第13話僕たちの新しい街、僕たちの優しい国
王宮の広いバルコニーから見下ろす街並みは、どこまでも穏やかに澄んでいた。
行き交う人々は誰もが柔らかい笑みを浮かべ、広場からは子供たちの無邪気なはしゃぎ声が響いてくる。
理不尽な税。横暴な権力。
僕を「無能」と蔑んだ元婚約者も、実家の人間も、この国を裏で牛耳っていた宰相も、もうどこにもいない。あの時、僕の脳内画面で非表示にされたクズどもは、今頃どこかで、誰にも気づかれないまま孤独な終わりを迎えているはずだ。自ら蒔いた種だ。今さら思い出す価値もない。
「ルーク様、お待たせしました! これ、新しい役人の皆さんの制服の試作品です!」
パタパタと小気味いい足音を立てて走ってきたのは、ニーナだ。わざわざ新しく立て直した大きな工房からここまできてくれた。

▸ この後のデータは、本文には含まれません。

PR #343, opened 2021-03-03
Ensure there are tests for calculating the duration of pipelined requests

nherment:
This PR mostly brings 2 changes:

1. It extracts the previous [cer/rpi](https://github.com/mcollina/autocannon/pull/317/files#r543678831) logic into a specialized queue`PipelinedRequestsQueue`.
2. It adds asserts and tests to ensure the reported response time is bound between the induced delay and the observed response time, from the test's perspective


lib/pipelinedRequestsQueue.js
```diff
@@ -0,0 +1,78 @@
+/**
```
mcollina, line 1: Please add a `'use strict'` at the top.

mcollina (commented):
Good work!

mcollina (approved):
lgtm

PR #345, opened 2021-03-04
fix: suppress test output

simoneb:
- restore original progressTracker test stub which was not intended to be run automatically
- move test which checks warnings into own module and run it with suppressed output


mcollina (approved):
lgtm

PR #590, opened 2025-03-27
chore: Use BaseModel everywhere instead of mixing it with pydantic dataclasses

Askir:


projects/pgai/pgai/vectorizer/vectorizer.py
```diff
@@ -150,7 +145,7 @@ class Vectorizer:
     queue_failed_table: str | None = None
     errors_schema: str = "ai"
     errors_table: str = "vectorizer_errors"
-    schema: str = "ai"
+    schema_: str = Field(alias="schema", default="ai")
```
JamesGuthrie, line 148: Why do we have to rename this attribute?

JamesGuthrie (approved):
LGTM, one question.

projects/pgai/pgai/vectorizer/vectorizer.py
Askir: Because pydantics base models have a schema method. The method is deprecated and using the field name is actually fine but I was getting type errors for it.
Instead of having a random type ignore I took this approach. We don't even seem to use the field so I think we can also just remove it?

PR #592, opened 2025-03-27
chore: compatibility with old vectorizers without migration framework

Askir:
This just uses pydantics before validator to directly wrangle the input dict into a compatible format.
If you want to add more migrations you'd just add another validator at the appropriate level. For ordering see:
https://docs.pydantic.dev/latest/concepts/validators/#ordering-of-validators


projects/pgai/pgai/vectorizer/vectorizer.py
```diff
@@ -94,22 +93,29 @@ class Config(BaseModel):
...
-
-        logger.warning("Unable to migrate configuration: raw data type is unknown")
-        return data  # type: ignore[reportUnknownVariableType]
+        if (
+            isinstance(data, dict)
+            and all(isinstance(key, str) for key in data)  # type: ignore
+            and data.get("loading", None) is None  # type: ignore
+        ):  # type: ignore
+            try:
+                column = data.get("chunking").get("chunk_column")  # type: ignore
```
JamesGuthrie, line 111: Should we not also delete this key?

Askir: Pydantic doesn't care about additional keys (unless you configure it to do so) so I don't think that's necessary.

Askir: I'm not quite sure I understand what you are getting at with this:
> make assumptions about the structure of the data they're working with

- We don't write this back to the db (that's what the sql migrations do)
- Another (later or deeper) validator might also want to assume that if the vectorizer is old, the old keys are still there and it can read from there.

I find removing it actually more confusing. When I'm writing a new validator not only would I need to make sure it works for the format that is in the db, but I'd also need to understand all the mutations the other validators are already doing.
Sure there might be cases where we e.g. change the type of a field in which this is unavoidable but in general I'd rather read from the original fields (which is impossible if another validator deletes it).

Either way it feels all very hypothetical, I don't feel that strongly about it. I can also add the delete and if later on it annoys me I remove it again.

Askir: I think there is a difference between the validator output being compatible with the new schema and actual equivalence of the dicts.

E.g. when creating a new vectorizer we always add the autoparser into the config dict. But old vectorizers simply work because the parser also has a default value. We didn't write a validator migration for this, should we do that? If yes we should then also run pdyantic in strict mode and remove any kind of coercing: https://docs.pydantic.dev/latest/concepts/strict_mode/

I don't think so though, I think it makes our life easier to not enforce a strict structure and instead be happy with compatibility.

Askir:
We had a call, I wasn't able to convince sergio and james that this wont be very chaotic. So we decided to go with #589

PR #593, opened 2025-03-28
chore: submit plain (not tokenized) input to OpenAI

JamesGuthrie:
The OpenAI embedding API supports submitting both plain text, or pre-tokenized inputs. No other embedding providers support submitting tokenized input, and the internal complexity required to support both doesn't seem worth it. For this reason, we're switching to submitting plain input to the OpenAI API.


projects/pgai/pgai/vectorizer/embedders/openai.py
```diff
@@ -121,24 +111,21 @@ async def embed(self, documents: list[StringDocument]) -> Sequence[EmbeddingVect
...
         encoder = self._encoder
         context_length = self._context_length
-        is_tokenized = False
-        processed_docs: list[Document] = []
         if encoder is not None and context_length is not None:
+            token_counts: list[int] = []
             # truncate all documents before submitting them to the API
-            is_tokenized = True
-            for document in documents:
+            for i, document in enumerate(documents):
```
Askir, line 117: Would it make sense to rename documents to chunks? considering we have the actual file-document support now I find the terminology a bit confusing.

Askir (approved):
looks and sounds great to me, we still have the cut-off in place so that's also good.

Askir:
tests are red due to some network issues probably on githubs side

JamesGuthrie:
Something is not right with the extension tests. I can reproduce the errors related to `ai.anthropic_list_models()`, but I have no idea what's going on. It's not related to this change, so I'm going to merge this as-is.

PR #597, opened 2025-04-01
fix: print error messages from grouped exceptions

### LINKED ISSUE #594: [Bug]: error messages not being logged
### What happened?

When an error happens, the exceptions are collected by an exception group. The exception group doesn't print the error messages from all the grouped exceptions, making it hard to debug vectorizer issues. 

### pgai extension affected

_No response_

### pgai library affected

_No response_

### PostgreSQL version used

All

All

Not applicable

Not applicable

```bash

```

```bash
Raise an exception
```

🦸 Yes , I will submit a PR soon!

alejandrodnm:
Grouped exceptions were not being printed, just a message saying that the vectorizer failed with a certain number of sub-exceptions.

Adds vectorizer_id to errors whenever possible.

closes #594

### DIFF
--- a/projects/pgai/pgai/vectorizer/processor.py
+++ b/projects/pgai/pgai/vectorizer/processor.py
@@ -2,6 +2,7 @@ import asyncio
 import datetime
 import os
 import random
+import sys
 import traceback
 from collections.abc import Sequence
 from dataclasses import dataclass
@@ -15,6 +16,12 @@ from .embeddings import ApiKeyMixin
 from .features import Features
 from .vectorizer import Vectorizer
 from .worker_tracking import WorkerTracking
+
+if sys.version_info >= (3, 11):
+    from builtins import BaseExceptionGroup
+else:
+    # For Python 3.10 and below, use the backport
+    from exceptiongroup import BaseExceptionGroup
 
 logger = structlog.get_logger()
 
@@ -132,7 +139,10 @@ class Processor:
         vectorizer_id: int | None,
         worker_tracking: WorkerTracking | None,
     ) -> Exception:
-        logger.error(error_message)
+        kwargs = {}
+        if vectorizer_id:
+            kwargs["vectorizer_id"] = vectorizer_id
+        logger.error(error_message, **kwargs)
         if worker_tracking is not None:
             await worker_tracking.save_vectorizer_error(vectorizer_id, error_message)
         if self.exit_on_error:
@@ -173,6 +183,7 @@ class Processor:
         worker_tracking = None
 
         while True:
+            vectorizer_id = None
             try:
                 if not can_connect or pgai_version is None:
                     with (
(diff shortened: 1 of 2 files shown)


JamesGuthrie (approved):

projects/pgai/pgai/cli.py
```diff
@@ -378,14 +388,24 @@ async def async_run_vectorizer_worker(
                 err_msg = f"unable to connect to database: {str(e)}"
             else:
                 err_msg = f"unexpected error: {str(e)}"
-            await handle_error(err_msg, None, worker_tracking, exit_on_error)
+            await handle_error(err_msg, vectorizer_id, worker_tracking, exit_on_error)
+        except BaseExceptionGroup as e:  # type: ignore
+            # catch any exceptions, log them, and keep on going
+            for exception in e.exceptions:  # type: ignore
+                for exception_line in traceback.format_exception(e):  # type: ignore
```
JamesGuthrie, line 395:
```suggestion
                for exception_line in traceback.format_exception(exception):  # type: ignore
```

JamesGuthrie (changes requested):

projects/pgai/pgai/cli.py
alejandrodnm: Wait, I'll double check this, because I think I'm running python 3.10 and in the builtin version the traceback (I think) shows. the subexceptions

projects/pgai/pgai/cli.py
```diff
@@ -378,14 +388,24 @@ async def async_run_vectorizer_worker(
...
-            await handle_error(err_msg, None, worker_tracking, exit_on_error)
+            await handle_error(err_msg, vectorizer_id, worker_tracking, exit_on_error)
+        except BaseExceptionGroup as e:  # type: ignore
+            # catch any exceptions, log them, and keep on going
+            for exception in e.exceptions:  # type: ignore
+                error_msg = str(exception)  # type: ignore
+                log.error(error_msg, vectorizer_id=vectorizer_id)
+            for exception_line in traceback.format_exception(e):  # type: ignore
+                for line in exception_line.rstrip().split("\n"):
+                    log.debug(line)
```
alejandrodnm, line 399: @JamesGuthrie We support python 3.10 as the minimum version, the builtin version of `BaseExceptionGroup` was added in 3.11.

When using the builtin version, the traceback includes the stacktraces of all the grouped exceptions. The issue is only with version from 3.10, which just has the stacktrace of where BaseExceptionGroup was raised. In either case we do still need to log the errors.

We are using python3.12 in the Docker image, so I'd just leave it like this. Maybe even raise our python version to 3.11.

projects/pgai/pgai/cli.py
alejandrodnm: Take a look at https://github.com/timescale/pgai/pull/597#discussion_r2022926476

projects/pgai/pgai/vectorizer/processor.py
```diff
@@ -245,7 +256,23 @@ async def run(self) -> Exception | None:
...
+                    err_msg, vectorizer_id, worker_tracking
+                )
+                if self.exit_on_error:
+                    return exception
+            except BaseExceptionGroup as e:  # type: ignore
+                # catch any exceptions, log them, and keep on going
+                for exception in e.exceptions:  # type: ignore
+                    error_msg = str(exception)  # type: ignore
+                    logger.error(error_msg, vectorizer_id=vectorizer_id)
+                for exception_line in traceback.format_exception(e):  # type: ignore
```
cevian, line 269: should we do this for all exceptions or only the group?

cevian (approved):

projects/pgai/pgai/vectorizer/processor.py
cevian: oh nvm I see the other comment

JamesGuthrie (approved):

PR #598, opened 2025-04-01
fix: exclude manually added columns from copy

Askir:


projects/pgai/pgai/vectorizer/vectorizer.py
```diff
@@ -979,6 +979,7 @@ async def _load_copy_types(self, conn: AsyncConnection) -> None:
                 and k.relname operator(pg_catalog.=) %s
                 and a.attname operator(pg_catalog.!=) 'embedding_uuid'
                 and a.attnum operator(pg_catalog.>) 0
+                and a.attnotnull = true
```
jgpruitt, line 982: We should use LIMIT rather than `attnotnull`. A person could add a `not null` column with a default value, and it should work just fine. So, grab the first N columns ordered by `attnum`.

jgpruitt:
> I think we should change this to look up types by column names, not just rely on the table prefix by attnum. That would be much more robust

Agreed. But if we do this, we must construct the `copy` command to allow for the arbitrary ordering of columns too. Maybe it almost handles that already. I'm not sure how you could "inject" a new column into the middle without some major finnagling.

Askir:
@cevian I updated the query. I don't really know how to write a test for this though, since you cant just add a column at any point in postgres, it's always added at the end.

projects/pgai/pgai/vectorizer/vectorizer.py
```diff
@@ -979,11 +984,14 @@ async def _load_copy_types(self, conn: AsyncConnection) -> None:
...
-                order by a.attnum
             """,
-                (self.vectorizer.target_schema, self.vectorizer.target_table),
+                (
+                    self.vectorizer.target_schema,
+                    self.vectorizer.target_table,
+                    target_columns,
+                ),
             )
             self.copy_types = [row[0] for row in await cursor.fetchall()]
```
cevian, line 996: there is no guarantee right now of the order of the results. The query should return the column name, type and then we can finangle things into the right order

cevian (changes requested):

cevian (approved):

PR #601, opened 2025-04-02
fix: trigger def migration

cevian:
Previously trigger def migration was in the idempotent files, and thus would run with every migration, while we actually just want it to run once.

Moving it to the incremental file does that.


projects/pgai/db/sql/incremental/026-change_trigger_definition.sql
jgpruitt, line 1: The duplication of `ai._vectorizer_build_trigger_definition` isn't great, but not a dealbreaker. We kinda need the idea of `pre` and `post` incremental files (those that run before idempotent, and those that run after).

jgpruitt (approved):

Askir:
Yeh i did this intentionally to avoid the duplication of the trigger definition. I wrote the migration in an idempotent way. And also need the same setup again for the same table vectorizer (because all the triggers need to be recreated to avoid triggering on the embedding column).

I don't think recreating all triggers on every install is that bad? At least that ensures all the trigger functions are up to date and you don't need to write these one off migrations for it.

cevian:
@Askir recreating triggers takes very heavy locks on the underlying tables. It is not best practice to do that on every upgrade if it can be avoided. We could in the idempotent script create the code for the trigger, compare that to the existing code, and only recreate the trigger if there is a diff but I think it's more straightforward to just do an incremental upgrade, wdyt.

cevian:
@Askir great idea! changed pr to implement

Askir (approved):
lgtm!

PR #606, opened 2025-04-07
perf: maximaly defer library imports

JamesGuthrie:
A number of third-party libraries impose significant import-time overhead. Many are unlikely to be used in all vectorizer configurations. This change, driven by profiling data, pushes those imports as far down as possible.

This refactoring significantly reduces the CPU and time taken to import the `Processor` module from `pgai.vectorizer`.

The output of `time python -c "from pgai.vectorizer import Processor"`:

Before:

real    0m5.078s
user    0m7.520s
sys     0m0.376s

After:

real    0m0.325s
user    0m1.751s
sys     0m0.030s


smoya (approved):
Great job 💯 💯 Just out of curiosity, what are the computer specs you used for running the profiling?

JamesGuthrie:
> Great job 💯 💯 Just out of curiosity, what are the computer specs you used for running the profiling?

It's a desktop with an Intel i5-13600K CPU.

alejandrodnm (approved):

PR #608, opened 2025-04-08
feat: add proc processor

cevian:
The proc processor runs the processor in a separate process. This is useful for running a processor as a "sidecar". For example, you may want your FastAPI app to start a processor alongside the main app.


projects/pgai/pgai/vectorizer/processor.py
```diff
@@ -266,4 +280,152 @@ async def run(self) -> Exception | None:
...
+    def run_in_new_process(self):
+        # todo: monitor for process termination
+        self.result_queue: ProcProcessor.QueueType[ProcProcessor.MessageType] = (
+            mp.Queue()
+        )
+        self.process = mp.Process(
+            target=self._run_processor_inside_new_process,
+            args=(self, self.result_queue),
+        )
+        self.process.start()
```
Askir, line 367: Is that the correct way to let it run alongside the fastapi process? I would have thought we try to hook our existing worker into the fastapi eventloop instead of starting another process?
I feel like if you have two processes you probably should have two containers for it?

JamesGuthrie: TBH I would be slightly concerned with putting the vectorizer in fastapi's event loop. While we are using async, I don't think that we can know that we're (or our dependencies) not accidentally doing blocking calls somewhere.

I've looked for other examples of doing "background work" in FastAPI and found two:
- APScheduler: https://pypi.org/project/APScheduler/
- FastAPI Utils "Repeated Tasks": https://fastapi-utils.davidmontague.xyz/user-guide/repeated-tasks/

APScheduler offers both asyncio integration, and a thread-based background worker. FastAPI Utils also does both, from what I can tell, it runs async functions in the event loop, and synchronous functions in a thread pool.

projects/pgai/pgai/vectorizer/processor.py
```diff
@@ -266,4 +280,156 @@ async def run(self) -> Exception | None:
...
+                    # timeout means the sleep completed
+                    pass
+
+        if worker_tracking is not None:
+            await worker_tracking.force_last_heartbeat_and_stop()
+        logger.info("exiting processor.run()")
+        return None
+
+
+class ProcProcessor(Processor):
```
JamesGuthrie, line 304: Is there any reason why we subclass Processor? Could we not use composition here?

手渡された上着は、王宮の格式を保ちつつも、驚くほど軽くて動きやすい仕上がりになっていた。かつて悪徳商人に奪われかけた彼女の技術は、今やこの国の「新しい基準」として、多くの仕立て職人たちを育てるまでに至っている。
「本当に素晴らしい出来だね、ニーナ。これなら現場の人間も働きやすいよ」
「えへへ、ルーク様にそう言っていただけるのが、私にとって一番のご褒美です!」
ニーナは頬を少し赤らめながら、僕の隣で嬉しそうに胸を張る。
「ちょっと! 2人だけで盛り上がらないでよ、ルーク! 私だって、今日のために最高の新作を作ってきたんだから!」
バルコニーの扉を勢いよく開けて入ってきたのは、シャロンだ。店て働きながらも、週に2回、王宮にきて、食事を振る舞ってくれる。彼女の料理はみんなに大人気だ。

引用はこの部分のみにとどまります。